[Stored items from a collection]
Issue #11097, opened 2024-03-04
[Search Zotero] No Data found in referred sqlite db


ddbrierton:
### Extension

https://www.raycast.com/reckoning-dev/zotero

### Description

Is this extension compatible with Zotero 7 beta?

I am quite sure I have configured the extension correctly, and I can see the copied db `zotero.sqlite.raycast` and running a `shasum` on both `zotero.sqlite` and `zotero.sqlite.raycast` returns the same checksum.

However, all searches from Raycast fail. I just get an error saying that there is no data found in the database. (Zotero is working fine.)

### Steps To Reproduce

Install Zotero 7.0.0 beta. Configure Zotero Raycast extension. Attempt to search Zotero from Raycast

### Current Behaviour

Error message: no data found.

### Expected Behaviour

Entries from Zotero to be returned.

ddbrierton:
After further investigation it seems that I can use the extension if I disable the "Use BibTeX?" configuration option. However, 
this does reduce the functionality of the extension.

I have the Zotero Better BibTeX extension installed, version 6.7.163. The path to the CSL JSON file is correctly configured, and the file appears to be well-formed (opening it in VS Code showed no warnings). As it does not contain any sensitive information I am attaching it here.

[library.json](https://github.com/raycast/extensions/files/14487064/library.json)

ddbrierton:
Resolved with https://github.com/raycast/extensions/pull/11330

PR #11330, opened 2024-03-17
Update zotero extension

chnyutao:
## Checklist

### DIFF
--- a/extensions/zotero/src/common/zoteroApi.ts
+++ b/extensions/zotero/src/common/zoteroApi.ts
@@ -184,7 +184,7 @@ async function getBibtexKey(key: string, library: string): Promise<string> {
   }
 }
 
-async function openBibtexDb(): [SQL.Database, boolean] {
+async function openBibtexDb() {
   const preferences: Preferences = getPreferenceValues();
   const f_path = resolveHome(preferences.zotero_path);
   let new_fPath = f_path.replace("zotero.sqlite", "better-bibtex.sqlite");


chnyutao:
This PR fixes #11097. Sorry about the wrong link in the commit message :)

This is a work-in-progress. I have tested this fix on my device with Zotero 7.0.0-beta.68+c31a40c74 and [zotero-better-bibtex](https://github.com/retorquere/zotero-better-bibtex) 6.7.169. Need to make sure this fix does not break on previous Zotero builds.

chnyutao:
It seems somewhere between release `v6.7.131`and `v6.7.132` ([compare](https://github.com/retorquere/zotero-better-bibtex/compare/v6.7.131...v6.7.132)), zotero-better-bibtex (bbt for short) decided to
- drop `better-bibtex-search.sqlite` in favor of `better-bibtex.sqlite` (https://github.com/retorquere/zotero-better-bibtex/commit/94c0634988ff1f1fa07e0abe992bc81cedb7b81a, https://github.com/retorquere/zotero-better-bibtex/commit/b634c04234f5a54b62f7b700860c64477dadaeea)
- use `citationKey` instead of `citekey` (https://github.com/retorquere/zotero-better-bibtex/commit/63028dcd03ada843d6f55dfd6745bc92d6587ab2)

The implication is that this fix will break for users using bbt prior to `v6.7.132`, which was released in Oct, 2023.

I assume a few users would turn off auto-update for bbt and thus still using an older version. In this case, this fix actually breaks their extension.

pernielsentikaer:
@sadanand-singh could you check this?

sadanand-singh:
Can you please find a way to support both. Seems two changes were not triggered at the same time, so we need to consider both independently. Though, I am not what is optimal way to fix it, but one possible solution I can think of is:
1. look for existence of `better-bibtex.sqlite` file, if it fails, try checking for `better-bibtex-search.sqlite`. If that fails as well, may be show error to the user.
2. Use try block when attempting `BIBTEX_SQL` query. when it fails try with older `BIBTEX_SQL_OLD` query that uses `citekeys`.

Would really appreciate if you try to find a solution. Otherwise, I can find some free time next weekend, so if needed I could try something then.

Thanks for the contribution!

chnyutao:
I agree that the straightforward solution would be trying the new one and then falling back to the old one if the new one fails.

I'll try looking into this maybe Wednesday :)

chnyutao:
I've tested this with an previous bbt version (`v6.7.117`) on my device. Seems everything works fine. PTAL.

pernielsentikaer:
Awesome @chnyutao 🔥

retorquere:
> The implication is that this fix will break for users using bbt prior to `v6.7.132`, which was released in Oct, 2023.
> 
> I assume a few users would turn off auto-update for bbt and thus still using an older version. In this case, this fix actually breaks their extension.

I really wish people wouldn't do this.

sadanand-singh:
> > The implication is that this fix will break for users using bbt prior to `v6.7.132`, which was released in Oct, 2023.
> > I assume a few users would turn off auto-update for bbt and thus still using an older version. In this case, this fix actually breaks their extension.
> 
> I really wish people wouldn't do this.

Latest update in the code will NOT suffer from this @retorquere

sadanand-singh:
> I've tested this with a previous bbt version (`v6.7.117`) on my device. Seems everything works fine. PTAL.

This looks great. Thanks @chnyutao

retorquere:
> > I really wish people wouldn't do this.
> 
> Latest update in the code will NOT suffer from this @retorquere 

As in "I really wish people wouldn't stick to older versions of BBT".

chnyutao:
Cheers!

pernielsentikaer (approved):
Hi 👋 

Looks good to me, approved 🔥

BRIEF:
All of the entries must be given again, word for word.

RESPONSE TO THIS TASK:
Issue #11097, opened 2024-03-04
[Search Zotero] No Data found in referred sqlite db


ddbrierton:
### Extension

https://www.raycast.com/reckoning-dev/zotero

### Description

Is this extension compatible with Zotero 7 beta?

I am quite sure I have configured the extension correctly, and I can see the copied db `zotero.sqlite.raycast` and running a `shasum` on both `zotero.sqlite` and `zotero.sqlite.raycast` returns the same checksum.

However, all searches from Raycast fail. I just get an error saying that there is no data found in the database. (Zotero is working fine.)

### Steps To Reproduce

Install Zotero 7.0.0 beta. Configure Zotero Raycast extension. Attempt to search Zotero from Raycast

### Current Behaviour

Error message: no data found.

### Expected Behaviour

Entries from Zotero to be returned.

ddbrierton:
After further investigation it seems that I can use the extension if I disable the "Use BibTeX?" configuration option. However, 
this does reduce the functionality of the extension.

I have the Zotero Better BibTeX extension installed, version 6.7.163. The path to the CSL JSON file is correctly configured, and the file appears to be well-formed (opening it in VS Code showed no warnings). As it does not contain any sensitive information I am attaching it here.

[library.json](https://github.com/raycast/extensions/files/14487064/library.json)

ddbrierton:
Resolved with https://github.com/raycast/extensions/pull/11330

PR #11330, opened 2024-03-17
Update zotero extension

chnyutao:
## Checklist

### DIFF
--- a/extensions/zotero/src/common/zoteroApi.ts
+++ b/extensions/zotero/src/common/zoteroApi.ts
@@ -184,7 +184,7 @@ async function getBibtexKey(key: string, library: string): Promise<string> {
   }
 }
 
-async function openBibtexDb(): [SQL.Database, boolean] {
+async function openBibtexDb() {
   const preferences: Preferences = getPreferenceValues();
   const f_path = resolveHome(preferences.zotero_path);
   let new_fPath = f_path.replace("zotero.sqlite", "better-bibtex.sqlite");


chnyutao:
This PR fixes #11097. Sorry about the wrong link in the commit message :)

This is a work-in-progress. I have tested this fix on my device with Zotero 7.0.0-beta.68+c31a40c74 and [zotero-better-bibtex](https://github.com/retorquere/zotero-better-bibtex) 6.7.169. Need to make sure this fix does not break on previous Zotero builds.

chnyutao:
It seems somewhere between release `v6.7.131`and `v6.7.132` ([compare](https://github.com/retorquere/zotero-better-bibtex/compare/v6.7.131...v6.7.132)), zotero-better-bibtex (bbt for short) decided to
- drop `better-bibtex-search.sqlite` in favor of `better-bibtex.sqlite` (https://github.com/retorquere/zotero-better-bibtex/commit/94c0634988ff1f1fa07e0abe992bc81cedb7b81a, https://github.com/retorquere/zotero-better-bibtex/commit/b634c04234f5a54b62f7b700860c64477dadaeea)
- use `citationKey` instead of `citekey` (https://github.com/retorquere/zotero-better-bibtex/commit/63028dcd03ada843d6f55dfd6745bc92d6587ab2)

The implication is that this fix will break for users using bbt prior to `v6.7.132`, which was released in Oct, 2023.

I assume a few users would turn off auto-update for bbt and thus still using an older version. In this case, this fix actually breaks their extension.

pernielsentikaer:
@sadanand-singh could you check this?

sadanand-singh:
Can you please find a way to support both. Seems two changes were not triggered at the same time, so we need to consider both independently. Though, I am not what is optimal way to fix it, but one possible solution I can think of is:
1. look for existence of `better-bibtex.sqlite` file, if it fails, try checking for `better-bibtex-search.sqlite`. If that fails as well, may be show error to the user.
2. Use try block when attempting `BIBTEX_SQL` query. when it fails try with older `BIBTEX_SQL_OLD` query that uses `citekeys`.

Would really appreciate if you try to find a solution. Otherwise, I can find some free time next weekend, so if needed I could try something then.

Thanks for the contribution!

chnyutao:
I agree that the straightforward solution would be trying the new one and then falling back to the old one if the new one fails.

I'll try looking into this maybe Wednesday :)

chnyutao:
I've tested this with an previous bbt version (`v6.7.117`) on my device. Seems everything works fine. PTAL.

pernielsentikaer:
Awesome @chnyutao 🔥

retorquere:
> The implication is that this fix will break for users using bbt prior to `v6.7.132`, which was released in Oct, 2023.
> 
> I assume a few users would turn off auto-update for bbt and thus still using an older version. In this case, this fix actually breaks their extension.

I really wish people wouldn't do this.

sadanand-singh:
> > The implication is that this fix will break for users using bbt prior to `v6.7.132`, which was released in Oct, 2023.
> > I assume a few users would turn off auto-update for bbt and thus still using an older version. In this case, this fix actually breaks their extension.
> 
> I really wish people wouldn't do this.

Latest update in the code will NOT suffer from this @retorquere

sadanand-singh:
> I've tested this with a previous bbt version (`v6.7.117`) on my device. Seems everything works fine. PTAL.

This looks great. Thanks @chnyutao

retorquere:
> > I really wish people wouldn't do this.
> 
> Latest update in the code will NOT suffer from this @retorquere 

As in "I really wish people wouldn't stick to older versions of BBT".

chnyutao:
Cheers!

pernielsentikaer (approved):
Hi 👋 

Looks good to me, approved 🔥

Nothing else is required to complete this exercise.